Some privateers operated powerful naval forces. In 1671, Sir Henry Morgan (yes, appreciative British kings granted favored privateers with titles of nobility in recognition of their service) launched an assault on Panama City with thirty-six ships and nearly two thousand brigands, defeating a large Spanish force and looting the city as it burned to the ground.
As with the buccaneers and privateers of days past, Wall Street’s major players find it more profitable to expropriate the wealth of others than to find honest jobs producing goods and services beneficial to their communities.

Eventually, the ruling monarchs turned from swashbuckling adventurers and chartered pirates to chartered corporations as their favored instruments of colonial expansion, administration, and pillage. The sale of public shares enabled a single firm to amass virtually unlimited financial capital and assured the continuity of the enterprise beyond the death of its founders. Limited liability absolved the owners of personal liability for the firm’s losses or misdeeds.
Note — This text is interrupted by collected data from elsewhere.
PR #200, opened 2022-08-26
feat: Add new enterprise-contract pipeline

lcarva:
This pipeline is meant to be used by the integration controller to
provider faster feedback to users.

https://issues.redhat.com/browse/HACBS-1005

### DIFF
--- a/pipelines/base/enterprise-contract.yaml
+++ b/pipelines/base/enterprise-contract.yaml
@@ -1,0 +1,64 @@
+# The purpose of this pipeline is to execute the verify-enterprise-contract-v2 task for container
+# images that are built but not automatically released in order to provide early feedback to users.
+# When auto release is enabled, the task is executed by the release pipeline immediately after the
+# container images are built, thus it is not necessary to execute the task via this pipeline.
+apiVersion: tekton.dev/v1beta1
+kind: Pipeline
+metadata:
+  name: enterprise-contract
+  labels:
+    "skip-hacbs-test": "true"
+spec:
+  params:
+    - name: SNAPSHOT
+      type: string
+      description: |
+        Spec section of an ApplicationSnapshot resource. Not all fields of the
+        resource are required. A minimal example:
+          {
+            "components": [
+              {
+                "containerImage": "quay.io/example/repo:latest"
+              }
+            ]
+          }
+        Each "containerImage" in the "components" array is validated.
+    - name: POLICY_CONFIGURATION
+      type: string
+      description: |
+        Name of the policy configuration (EnterpriseContractConfiguration
+        object) to use. `namespace/name` or `name` syntax supported. If
+        namespace is omitted the namespace where the task runs is used.
+      default: ec-policy
+    - name: SSL_CERT_DIR
+      type: string
+      description: |
+        Path to a directory containing SSL certs to be used when communicating
+        with external services. This is useful when using the integrated registry
+        and a local instance of Rekor on a development cluster which may use
+        certificates issued by a not-commonly trusted root CA. In such cases,
+        "/var/run/secrets/kubernetes.io/serviceaccount" is a good value. Multiple
+        paths can be provided by using the ":" separator.
+      default: ""
+  results:
+    - name: REPORT
+      value: "$(tasks.verify.results.REPORT)"
+  tasks:
+    - name: verify
+      params:
+        - name: POLICY_CONFIGURATION
+          value: "$(params.POLICY_CONFIGURATION)"
+        - name: IMAGES
+          value: "$(params.SNAPSHOT)"
+        - name: SSL_CERT_DIR
+          value: "$(params.SSL_CERT_DIR)"
+        # Tekton only creates results for successful tasks. Since the goal of this pipeline
+        # is not to gate an operation, but to provide feedback to users, do not fail if there
+        # are violations. This ensures users can view the full validation report.
+        - name: STRICT
+          value: "false"
+        # Public Key should come from the Policy Configuration
+        - name: PUBLIC_KEY
+          value: ""
+      taskRef:
+        name: verify-enterprise-contract-v2
--- a/pipelines/base/kustomization.yaml
+++ b/pipelines/base/kustomization.yaml
@@ -6,3 +6,4 @@ resources:
 - nodejs-builder
 - noop.yaml
 - prototype-build-compliance.yaml
+- enterprise-contract.yaml
--- a/pipelines/hacbs/e2e-ec.yaml
+++ b/pipelines/hacbs/e2e-ec.yaml
@@ -21,8 +21,16 @@ spec:
     - name: IMAGES
       type: string
       description: |
-        Spec section of an ApplicationSnapshot. The containerImage of each
-        component will be verified.
+        Spec section of an ApplicationSnapshot resource. Not all fields of the
+        resource are required. A minimal example:
+          {
+            "components": [
+              {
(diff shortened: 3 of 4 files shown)


lcarva:
@dirgim, ptal :pray:

pipelines/base/enterprise-contract.yaml
```diff
@@ -0,0 +1,57 @@
...
+  labels:
+    "skip-hacbs-test": "true"
+spec:
+  params:
+    - name: IMAGES
+      type: string
+      description: |
+        Spec section of an ApplicationSnapshot. The containerImage of each
+        component will be verified.
+    - name: POLICY_CONFIGURATION
```
dirgim, line 18: Is this something that the Integraton service will be able to figure out based on the Application's configuration or should we use the default in most cases?

pipelines/base/enterprise-contract.yaml
```diff
@@ -0,0 +1,57 @@
...
+  name: enterprise-contract
+  labels:
+    "skip-hacbs-test": "true"
+spec:
+  params:
+    - name: IMAGES
+      type: string
+      description: |
+        Spec section of an ApplicationSnapshot. The containerImage of each
+        component will be verified.
```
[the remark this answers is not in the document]
lcarva: Hmm. It is parsed as an ApplicationSnapshot Spec by the ec-cli. I don't know if we want to hide that from users as it may cause confusion (maybe?). How about adding an example to the description?

pipelines/base/enterprise-contract.yaml
lcarva: Good question. The Policy Configuration looks like this:
```
apiVersion: appstudio.redhat.com/v1alpha1
kind: EnterpriseContractPolicy
metadata:
  name: ec-policy
spec:
  description: Red Hat's enterprise requirements
  exceptions:
    nonBlocking: []
  publicKey: |
    -----BEGIN PUBLIC KEY-----
    ...
    -----END PUBLIC KEY-----
  rekorUrl: https://my.rekor.example.com
  sources:
  - git:
      repository: https://github.com/hacbs-contract/ec-policies.git
      revision: main
```

For the RedHat org, I believe all the fields will be the same. Someone, however, may want to add more policy repos under `.spec.sources` for additional validations.

For now, I think it's safe to assume that it'll always be the same ECP resource, but it's probably a good idea to plan for it to be configurable in the future (by whatever mechanism).

Wdyt?

pipelines/base/enterprise-contract.yaml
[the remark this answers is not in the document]
lcarva: Updated the description. Let me know what you think.

pipelines/base/enterprise-contract.yaml
```diff
@@ -0,0 +1,65 @@
...
+        # Tekton only creates results for successful tasks. Since the goal of this pipeline
+        # is not to gate an operation, but to provide feedback to users, do not fail if there
+        # are violations. This ensures users can view the full validation report.
+        - name: STRICT
+          value: "false"
+        # Public Key should come from the Policy Configuration
+        - name: PUBLIC_KEY
+          value: ""
+      taskRef:
+        # Does this get automatically linked to the bundle? If not how do other pipelines work?
```
dirgim, line 64: In the general case referring to the task by name shouldn't work if the task definition isn't installed first. Our approach for example integration test pipelines was to refer the task by bundle image since we can't assume that the correct task definition would be present.

@Michkov do you know if there's any replacement happening here or does the task definition need to be present on the cluster?

lcarva: My apologies, I just realized that this is a leftover comment. The replacement happens when running the script `hack/build-and-push.sh`. 

When I run this locally, this is what it turns into:
```
$ jq '.spec.tasks[].taskRef'
{
  "bundle": "quay.io/lucarval/appstudio-tasks:2022-08-30-102651-3",
  "name": "verify-enterprise-contract-v2"
}
```

So if you run the Pipeline from the pipeline bundle that is automatically generated for every commit to main in this repo, it should be all set. Here's how I run this Pipeline:
```
apiVersion: tekton.dev/v1beta1
kind: PipelineRun
metadata:
  generateName: enterprise-contract-
spec:
  params:
  - name: SNAPSHOT
    value: |
      {
        "components": [
          {"containerImage": "quay.io/lucarval/tekton-test:ede69244d7"}
        ]
      }
  - name: SSL_CERT_DIR
    value: /var/run/secrets/kubernetes.io/serviceaccount
  pipelineRef:
    bundle: quay.io/lucarval/build-templates-bundle:2022-08-30-102651@sha256:b0dee279a793ee1d4f3842ec33f7154c3bfaf21674cdbcc23eaed72547156d3b
    name: enterprise-contract
```

You don't have to know which image to use in taskRef, but you do need to know the bundle in which the pipeline definition lives. Does that make sense?

pipelines/base/enterprise-contract.yaml
dirgim: Ok, so if I understand correctly we should look for the ECP resource in the application's workspace and add that under this parameter?

pipelines/base/enterprise-contract.yaml
dirgim: Yes, that makes sense - the bundle with the pipeline is what needs to be set in the `IntegrationTestScenario` CR. Do you know if this will be a set image with a tag?

lcarva: The repo will always be `quay.io/redhat-appstudio/build-templates-bundle`. There isn't a "latest" tag. Images are tagged based on git commit ID. For instance, right now, the latest image is `quay.io/redhat-appstudio/build-templates-bundle:510fa6e99f1fa1f816c96354bbaf1ad155c6d9c3`

This is something that would have to be constantly updated. There's some gitops workflows triggered by this repo that creates pull requests in other repos when new images are available. Maybe it's something we can look into for this case, too.

Dannyb48: Could we tag it latest at the quay.io level using the quay api post bundle push and just keeping moving the latest tag on every bundle push?

lcarva: There has been push back with such approach as it makes things nondeterministic, which outweighs its convenience. I would say that a "latest" tag would be good for trying things out, but I would be skeptic about using it in any official workflow.

@Michkov, are you opposed to the idea of also tagging the image in `quay.io/redhat-appstudio/build-templates-bundle` with a latest tag?

Michkov: Maybe we can use different tag eg. `dev`

dirgim: Yeah, I second adding a tag, otherwise [DEVHAS-161](https://issues.redhat.com/browse/DEVHAS-161) might get complicated to implement.

lcarva: Ack. Let's aim for that then. I'd like to do that as a separate PR if possible.

dirgim: Agreed, we can start testing the current form by using the sha. Thanks for all the inputs everybody.

dirgim (approved):
LGTM

Dannyb48 (approved):
LGTM

lcarva:
I don't have access to merge this PR. Could a generous soul help me out? :pray:

Michkov:
@lcarva you should have access now

lcarva:
Thanks, @Michkov!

Corporations chartered by the British Crown established several of the earliest colonial settlements in what later became the United States and populated them with bonded laborers—many involuntarily transported from England—to work their properties. The importation of slaves from Africa followed.

The East India Company (chartered in 1600) was the primary instrument of Britain’s colonization of India, a country the company ruled until 1784 much as if it were a private estate. In the early 1800s, the East India Company established a thriving business exporting tea from China, paying for its purchases with illegal opium.

The Dutch East India Company (chartered in 1602) established its sovereignty over what is now Indonesia and reduced the local people to poverty by displacing them from their lands to grow spices for sale in Europe.

Roulette wheel, photo by John WardellBankers, Bookies, and Gamblers
What is the proper role and social function of a bank? The answer starts with getting the question right.

It is no exaggeration to characterize these forerunners of contemporary publicly traded limited liability corporations as, in effect, legally sanctioned and protected crime syndicates with private armies and navies backed by a mandate from their home governments to extort tribute, expropriate land and other wealth, monopolize markets, trade slaves, deal drugs, and profit from financial scams.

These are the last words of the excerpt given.